▶ **Aim of the exercise**
For the entries that follow, give the number of lines holding the string "during" and nothing more.

▶ **Data to process**

PR #2223, opened 2021-04-14
Set test cache config

albertvillanova:
Currently, running the tests populates the default cache directory `"~/.cache"`.

This PR monkey-patches the config to set the cache directory within the temporary test directory, avoiding side effects.

### DIFF
--- a/tests/conftest.py
+++ b/tests/conftest.py
@@ -13,7 +13,9 @@ from .s3_fixtures import *  # noqa: load s3 fixtures
 
 @pytest.fixture(autouse=True)
 def set_test_cache_config(tmp_path_factory, monkeypatch):
-    test_hf_cache_home = tmp_path_factory.mktemp("cache", numbered=False)
+    # test_hf_cache_home = tmp_path_factory.mktemp("cache")  # TODO: why a cache dir per test function does not work?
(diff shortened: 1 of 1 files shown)


lhoestq:
>  why a cache dir per test function does not work?

Probably because we end up with multiple `datasets_module` in the python path. This breaks the import of all the datasets/metrics modules.
If you want to use one modules cache per test, you may need remove the `datasets_module` that was added to the python path during the test.
Indeed if the module cache hasn't been initialized, then it's added to the python path by calling `init_dynamic_modules`:

https://github.com/huggingface/datasets/blob/ba76012a19193a35053b9e20243ff40c2b4204ab/src/datasets/load.py#L291-L291

albertvillanova:
@lhoestq, for the moment, this PR avoids populating the `~/.cache` dir during training, which is already an improvement, isn't it?

lhoestq:
Yes we can merge it this way if you're fine with it !

lhoestq (approved):

albertvillanova:
I will eventually try to implement a `cache_dir` per test function in another PR, but I think I should first fix some side effects in tests: each test function should be atomic and able to have its own `cache_dir` without being affected by the `cache_dir` set in other test functions.

lhoestq:
Yes this would be ideal !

▶ **Expected answer**
2